If that's the way one was trained, considering play that starts in the Atlantic is a little bit scary. It's creates the sensation of saying, "But but, what do we do?" and conjures up images of beginning and ending with one fight scene, and that's it. I think that's your headache.

And going by what you said four times, I know very well how to cure it. The answer is, the way to handle it is not to fuck around with "if they get enough to move forward," at all. There will be "enough," because moving forward will be a given feature of play. I am not saying to pretend the investigation is real, either. Instead, just as you said yourself, and therefore I'll piece together your own words: We play the dramatic scenes during and at the culmination of the investigation, when the players announce what their characters are doing in response to the information, whether action or interaction with other characters, where the fun is.

Instead of imagining characters jumping through your GM hoops and the players being so awed and appreciative of your mad GMing skilz, imagine the players deciding what their characters do, and doing it.

4. What I'm thinking of, is a situation in which the characters are indeed launched on an investigation and they will indeed find the bad guys. But the trouble is, if they don't investigate well, then the confrontation will be stunningly unsuccessful. I'm thinking in terms of relevant knowledge and the choices and actions the players can make on their own.
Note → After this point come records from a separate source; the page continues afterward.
PR #5080, opened 2025-08-14
done

scottsand-db:
## 🥞 Stacked PR

---------

- [ ] Spark
- [ ] Standalone
- [ ] Flink
- [ ] Kernel
- [ ] Other (fill in here)


kernel/kernel-defaults/src/test/scala/io/delta/kernel/defaults/DeltaTableWritesSuite.scala
```diff
@@ -66,6 +66,18 @@ abstract class AbstractDeltaTableWritesSuite extends AnyFunSuite with AbstractWr
   // Create table tests
   ///////////////////////////////////////////////////////////////////////////
 
+  test("create table: _delta_log and _staged_commits directories are created") {
```
zachschuermann: could we still test by just passing in a specific commit type manually? (to test the _delta_log existing, no _staged_commits)

kernel/kernel-api/src/main/java/io/delta/kernel/internal/TransactionImpl.java
```diff
@@ -980,4 +973,30 @@ private void printLogForRetryableWithConflictException(
         commitAsVersion,
         cfe);
   }
+
+  private void createDeltaLogAndStagedCommitsDirectoriesIfNeeded(
```
allisonport-db: What will happen if we have a catalog table without the _staged_commits directory?

Should we check for that and either (1) create the directory anyways or (2) throw invalid table exception?

allisonport-db:
I guess to piggy-back on @zachschuermann should it be conditional on whether catalogManaged is enabled? or `CATALOG_CREATE` possibly?

kernel/kernel-defaults/src/test/scala/io/delta/kernel/defaults/DeltaTableWritesSuite.scala
scottsand-db: Will add that test 👍

kernel/kernel-api/src/main/java/io/delta/kernel/internal/TransactionImpl.java
scottsand-db: I don't think we should check that, nor throw. For all we know, someone is using a filesystem-based catalog that uses S3 put-if-absent as it's commit broker. They never write into the `_staged_commits` directory. Perhaps the catalog deleted it?

I'm just trying to really quickly copy what delta-spark is doing https://github.com/delta-io/delta/blob/3b75a3c3ea7a44d49cc7c3f8c2b89f5af76ce5c6/spark/src/main/scala/org/apache/spark/sql/delta/OptimisticTransaction.scala#L2052-L2058

https://github.com/delta-io/delta/blob/48203d8fd720d26f049d0649cc8c53196e8c9e5b/spark/src/main/scala/org/apache/spark/sql/delta/DeltaLog.scala#L528

IMO we can add further complexity / checks later

scottsand-db:
@allisonport-db & @zachschuermann -- I totally understand the argument to only create the `_staged_commits` directory if this is a catalogManaged table. For now, I'm trying to just move fast and copy the delta-spark logic: 

https://github.com/delta-io/delta/blob/3b75a3c3ea7a44d49cc7c3f8c2b89f5af76ce5c6/spark/src/main/scala/org/apache/spark/sql/delta/OptimisticTransaction.scala#L2052-L2058

https://github.com/delta-io/delta/blob/48203d8fd720d26f049d0649cc8c53196e8c9e5b/spark/src/main/scala/org/apache/spark/sql/delta/DeltaLog.scala#L528

For now, I'd rather err on the side of alignment with delta-spark.

kernel/kernel-api/src/main/java/io/delta/kernel/internal/TransactionImpl.java
allisonport-db: Hm, maybe I'm lost, but should this maybe be done by the committer instead then? Maybe it doesn't fit well anywhere there?

scottsand-db: Kernel already has the `engine` and can make the directory. No need to put this on the Committer.

allisonport-db (approved):
LGTM

kernel/kernel-defaults/src/test/scala/io/delta/kernel/defaults/DirectoryCreationSuite.scala
```diff
@@ -0,0 +1,179 @@
...
+import org.scalatest.funsuite.AnyFunSuite
+
+class DirectoryCreationSuite extends AnyFunSuite with WriteUtils with ActionUtils {
+
+  ///////////////
+  // E2E Tests //
+  ///////////////
+
+  // TODO: test _staged_commits directory when catalogManaged writes are supported
+  test("create table with v2Checkpoints supported: _delta_log and _sidecars directories are" +
```
scottsand-db: https://github.com/delta-io/delta/pull/5088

- finding not only the direct perpetrator, but the associates and networks which benefit from his crimes
- the abilities, back-story, and intentions underlying the crime

So it's definitely not whether you can find him; we'll take that as given. The question is what you'll do when you find him, and whether you have a fighting chance to bring him in. And that does depend greatly on what you do at dramatic steps during the investigation itself.

Quote6) ...

Or maybe there are no modifiers, you use the one set of difficulties currently used for unopposed rolls. The difficulty to hit someone then depends on the situation they're in, but if it's lower than the level they have in the skill they're defending with, they can use that skill level instead. If they want to boost their skill level with risk dice defensively, they can, at the risk of complications cropping up as normal.
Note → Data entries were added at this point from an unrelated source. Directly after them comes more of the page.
PR #5083, opened 2025-08-14
[Kernel] Refactor: Make P & M in CommitMetadata constructor coupled

scottsand-db:
## 🥞 Stacked PR
Use this [link](https://github.com/delta-io/delta/pull/5083/files) to review incremental changes.
- [**stack/kernel_commit_metadata_p_and_m_refactor**](https://github.com/delta-io/delta/pull/5083) [[Files changed](https://github.com/delta-io/delta/pull/5083/files)]

---------

- [ ] Spark
- [ ] Standalone
- [ ] Flink
- [X] Kernel
- [ ] Other (fill in here)

## Description

Minor clean up of logic in the CommitMetadata class. Wish I had done this sooner. Oop.

Also had some better version <=> readState (P & M) checks.

## How was this patch tested?

Update existing UTs and add a few new UTs.

No.

### DIFF
--- a/kernel/kernel-api/src/main/java/io/delta/kernel/commit/CommitMetadata.java
+++ b/kernel/kernel-api/src/main/java/io/delta/kernel/commit/CommitMetadata.java
@@ -23,7 +23,6 @@ import io.delta.kernel.annotation.Experimental;
 import io.delta.kernel.internal.actions.CommitInfo;
 import io.delta.kernel.internal.actions.Metadata;
 import io.delta.kernel.internal.actions.Protocol;
-import io.delta.kernel.internal.annotation.VisibleForTesting;
 import io.delta.kernel.internal.tablefeatures.TableFeatures;
 import io.delta.kernel.internal.util.Tuple2;
 import java.util.Optional;
@@ -140,7 +139,7 @@ public class CommitMetadata {
    * the protocol that was read at the beginning of the commit.
    */
   public Protocol getEffectiveProtocol() {
-    return newProtocolOpt.orElseGet(() -> readPandMOpt.get()._1);
+    return newProtocolOpt.orElseGet(() -> getReadProtocolOpt().get());
   }
 
   /**
@@ -149,7 +148,7 @@ public class CommitMetadata {
    * metadata that was read at the beginning of the commit.
    */
   public Metadata getEffectiveMetadata() {
-    return newMetadataOpt.orElseGet(() -> readPandMOpt.get()._2);
+    return newMetadataOpt.orElseGet(() -> getReadMetadataOpt().get());
   }
 
   /**
@@ -191,10 +190,5 @@ public class CommitMetadata {
           commitInfo.getInCommitTimestamp().isPresent(),
           "InCommitTimestamp must be present for commits to catalogManaged tables");
     }
-  }
-
-  @VisibleForTesting
-  public Optional<Tuple2<Protocol, Metadata>> getReadProtocolAndMetadata() {
-    return readPandMOpt;
   }
 }


kernel/kernel-api/src/test/scala/io/delta/kernel/internal/commit/CommitMetadataSuite.scala
```diff
@@ -32,88 +33,74 @@ class CommitMetadataSuite extends AnyFunSuite
...
         logPath,
         testCommitInfo(),
-        Optional.of(protocol12),
-        Optional.of(basicPartitionedMetadata),
-        Optional.empty(),
-        Optional.empty())
+        Optional.empty(), // readPandMOpt
+        Optional.empty(), // newProtocolOpt
+        Optional.empty()
+      ) // newMetadataOpt
```
scottsand-db, line 48: fix

allisonport-db (approved):

kernel/kernel-api/src/main/java/io/delta/kernel/commit/CommitMetadata.java
```diff
@@ -55,38 +57,33 @@ public enum CommitType {
...
   private final Optional<Protocol> newProtocolOpt;
   private final Optional<Metadata> newMetadataOpt;
 
   public CommitMetadata(
       long version,
       String logPath,
       CommitInfo commitInfo,
-      Optional<Protocol> readProtocolOpt,
-      Optional<Metadata> readMetadataOpt,
+      Optional<Tuple2<Protocol, Metadata>> readPandMOpt,
```
emkornfield, line 67: Is Typle2 the best option here, I thought on a prior PR you mentioned something about ResolvedSnapshot or something similar?

emkornfield: If not, it still might be more readable to define a simple java option to contain these to elements.

kernel/kernel-api/src/main/java/io/delta/kernel/commit/CommitMetadata.java
```diff
@@ -143,7 +140,7 @@ public Optional<Metadata> getNewMetadataOpt() {
    * the protocol that was read at the beginning of the commit.
    */
   public Protocol getEffectiveProtocol() {
-    return newProtocolOpt.orElseGet(readProtocolOpt::get);
+    return newProtocolOpt.orElseGet(() -> readPandMOpt.get()._1);
```
emkornfield: `getReadProtocol.get()`?

kernel/kernel-api/src/main/java/io/delta/kernel/commit/CommitMetadata.java
scottsand-db: > Is Typle2 the best option here, I thought on a prior PR you mentioned something about ResolvedSnapshot or something similar?

I had considered a `ResolvedMetadata`. Even a `Snapshot` ... but ... for the former, that doesn't exist yet, and I'm not sure if this change here necessitates it yet .. and I don't think we should take a in a full snapshot, that would make testing a bit harder.

Basically .. I'm fine with this current change. It's a step in the right direction. And when a use case/scenario presents itself that really crisply guides us to change this (e.g. create a `ResolvedMetadata` class, I'm open to refactoring this then.
 
> If not, it still might be more readable to define a simple java option to contain these to elements.

By this do you mean a new `class`?

emkornfield: sorry yes, new class.

kernel/kernel-api/src/main/java/io/delta/kernel/commit/CommitMetadata.java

With that last paragraph, I think you got your system! NPCs don't roll. There are no modifiers, merely difficulty which is affected by circumstances. Effectively, you can go with hit or miss as set by your skill level, theoretically, and risk dice are always an add-on if you want.

I think you should assess bennies in that context.

7. Don't let me mess you up about your own game! Complications can stay negative. I still suggest they should arrive on a 6. My rationale is simple: getting what you want, but with complications (as long as they don't undercut the success) is a lot of fun.